> **Stored items**
══════════════════════════════

PR #2270, opened 2020-07-23
3/tree component

abea:
Originally from https://github.com/apostrophecms/apostrophe-storybook/pull/117

Changes from that PR:
- In the first commit I updated how the data is generated in the stories file to avoid the separate data.js file.
- In the first commit I changed `AposTree` to get the data and draggable state via props rather than pulling from the external data file directly. This is more like how it will be in a modal. Also I was clearly brain fried since I was both passing in the prop in the stories file and not using it in the component.
- In the final commit, I switched drag handle icons since I realized there was a better matching one already. Style tweaks to support that.


.eslintrc
```diff
@@ -9,6 +9,7 @@
   "rules": {
     "no-var": "error",
     "no-console": 0,
+    "vue/no-deprecated-destroyed-lifecycle": 0,
```
abea, line 12: Maybe we should be using the vue eslint plugin v6...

══════════════════════════════

> **What this task involves**
Your task is to copy each line of the entries that includes the word "file".

> **Exercise solution**
- In the first commit I updated how the data is generated in the stories file to avoid the separate data.js file.
- In the first commit I changed `AposTree` to get the data and draggable state via props rather than pulling from the external data file directly. This is more like how it will be in a modal. Also I was clearly brain fried since I was both passing in the prop in the stories file and not using it in the component.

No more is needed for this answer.